Write out the entries, please, from the line containing "the .cargo-ok file" through their final line, exactly and with nothing else.

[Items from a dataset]
+++++

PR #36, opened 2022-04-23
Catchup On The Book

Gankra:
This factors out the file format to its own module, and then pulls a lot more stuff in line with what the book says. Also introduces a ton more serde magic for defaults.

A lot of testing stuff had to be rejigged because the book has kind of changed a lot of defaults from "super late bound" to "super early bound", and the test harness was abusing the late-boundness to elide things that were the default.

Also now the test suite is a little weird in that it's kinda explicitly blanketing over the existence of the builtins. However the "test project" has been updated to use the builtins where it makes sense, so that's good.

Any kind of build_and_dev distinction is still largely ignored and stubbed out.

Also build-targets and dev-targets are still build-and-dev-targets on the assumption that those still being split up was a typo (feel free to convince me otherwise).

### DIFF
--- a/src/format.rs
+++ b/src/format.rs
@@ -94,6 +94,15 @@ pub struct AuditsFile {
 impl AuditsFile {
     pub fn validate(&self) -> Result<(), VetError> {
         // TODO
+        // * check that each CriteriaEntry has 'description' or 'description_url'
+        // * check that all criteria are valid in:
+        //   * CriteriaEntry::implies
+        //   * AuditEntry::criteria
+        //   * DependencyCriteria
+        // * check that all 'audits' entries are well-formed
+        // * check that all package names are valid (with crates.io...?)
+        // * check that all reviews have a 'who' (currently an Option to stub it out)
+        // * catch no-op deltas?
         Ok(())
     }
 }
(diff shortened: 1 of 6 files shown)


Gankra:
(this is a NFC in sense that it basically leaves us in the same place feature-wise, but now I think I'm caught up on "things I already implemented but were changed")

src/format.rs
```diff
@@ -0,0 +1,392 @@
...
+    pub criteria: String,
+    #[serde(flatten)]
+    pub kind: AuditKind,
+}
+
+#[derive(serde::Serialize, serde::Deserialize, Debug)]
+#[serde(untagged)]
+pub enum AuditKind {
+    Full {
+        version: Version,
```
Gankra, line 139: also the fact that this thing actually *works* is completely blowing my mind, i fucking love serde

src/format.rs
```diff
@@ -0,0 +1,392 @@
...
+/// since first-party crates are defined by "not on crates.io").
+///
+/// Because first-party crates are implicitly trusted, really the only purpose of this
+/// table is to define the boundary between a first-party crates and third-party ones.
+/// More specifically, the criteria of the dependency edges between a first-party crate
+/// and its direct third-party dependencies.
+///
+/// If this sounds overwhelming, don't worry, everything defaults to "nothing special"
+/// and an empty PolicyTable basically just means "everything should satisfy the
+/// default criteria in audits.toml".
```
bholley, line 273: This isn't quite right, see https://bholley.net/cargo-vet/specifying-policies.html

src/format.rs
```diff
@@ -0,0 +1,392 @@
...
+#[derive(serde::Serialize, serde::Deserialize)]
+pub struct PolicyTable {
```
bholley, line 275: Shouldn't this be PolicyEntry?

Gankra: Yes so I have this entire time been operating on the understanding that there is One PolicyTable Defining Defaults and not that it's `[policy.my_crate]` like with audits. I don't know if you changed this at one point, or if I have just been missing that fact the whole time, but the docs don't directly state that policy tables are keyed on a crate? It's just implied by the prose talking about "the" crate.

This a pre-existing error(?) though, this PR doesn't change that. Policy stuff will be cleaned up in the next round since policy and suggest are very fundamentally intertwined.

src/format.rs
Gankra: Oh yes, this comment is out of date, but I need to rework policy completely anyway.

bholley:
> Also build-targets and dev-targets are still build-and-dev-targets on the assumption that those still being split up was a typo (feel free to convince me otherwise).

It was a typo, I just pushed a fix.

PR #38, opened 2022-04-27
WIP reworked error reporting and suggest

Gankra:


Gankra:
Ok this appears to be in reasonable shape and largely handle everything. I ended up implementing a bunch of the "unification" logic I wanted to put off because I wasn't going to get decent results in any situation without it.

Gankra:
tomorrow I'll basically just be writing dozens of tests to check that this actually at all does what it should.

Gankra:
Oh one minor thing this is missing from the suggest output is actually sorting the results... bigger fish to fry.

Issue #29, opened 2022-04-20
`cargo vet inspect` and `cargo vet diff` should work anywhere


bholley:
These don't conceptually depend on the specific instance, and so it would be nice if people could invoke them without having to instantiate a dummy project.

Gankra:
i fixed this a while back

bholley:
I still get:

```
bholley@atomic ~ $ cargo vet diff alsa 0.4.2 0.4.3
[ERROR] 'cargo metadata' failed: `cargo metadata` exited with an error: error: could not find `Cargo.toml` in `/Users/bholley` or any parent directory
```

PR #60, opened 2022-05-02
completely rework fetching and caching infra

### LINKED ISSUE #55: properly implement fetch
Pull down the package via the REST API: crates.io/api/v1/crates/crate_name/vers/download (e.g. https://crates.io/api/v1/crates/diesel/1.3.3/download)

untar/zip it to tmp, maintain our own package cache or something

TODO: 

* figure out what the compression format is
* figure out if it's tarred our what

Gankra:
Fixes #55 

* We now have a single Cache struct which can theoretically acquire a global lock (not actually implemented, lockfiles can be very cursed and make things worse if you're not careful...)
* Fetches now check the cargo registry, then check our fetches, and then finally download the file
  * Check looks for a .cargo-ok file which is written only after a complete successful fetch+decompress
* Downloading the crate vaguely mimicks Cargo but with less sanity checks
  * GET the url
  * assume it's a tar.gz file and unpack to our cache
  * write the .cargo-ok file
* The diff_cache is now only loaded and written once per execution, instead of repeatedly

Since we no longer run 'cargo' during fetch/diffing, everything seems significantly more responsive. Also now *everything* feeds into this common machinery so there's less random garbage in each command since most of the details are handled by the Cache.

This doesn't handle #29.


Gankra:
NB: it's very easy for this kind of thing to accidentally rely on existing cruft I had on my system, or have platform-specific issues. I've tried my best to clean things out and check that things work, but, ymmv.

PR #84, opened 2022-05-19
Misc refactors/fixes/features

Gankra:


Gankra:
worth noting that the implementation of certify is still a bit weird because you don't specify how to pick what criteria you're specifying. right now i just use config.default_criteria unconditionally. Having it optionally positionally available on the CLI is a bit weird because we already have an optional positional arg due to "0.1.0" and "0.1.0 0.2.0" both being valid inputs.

+++++

** TASK SOLUTION **
  * write the .cargo-ok file
* The diff_cache is now only loaded and written once per execution, instead of repeatedly

Since we no longer run 'cargo' during fetch/diffing, everything seems significantly more responsive. Also now *everything* feeds into this common machinery so there's less random garbage in each command since most of the details are handled by the Cache.

This doesn't handle #29.


Gankra:
NB: it's very easy for this kind of thing to accidentally rely on existing cruft I had on my system, or have platform-specific issues. I've tried my best to clean things out and check that things work, but, ymmv.

PR #84, opened 2022-05-19
Misc refactors/fixes/features

Gankra:


Gankra:
worth noting that the implementation of certify is still a bit weird because you don't specify how to pick what criteria you're specifying. right now i just use config.default_criteria unconditionally. Having it optionally positionally available on the CLI is a bit weird because we already have an optional positional arg due to "0.1.0" and "0.1.0 0.2.0" both being valid inputs.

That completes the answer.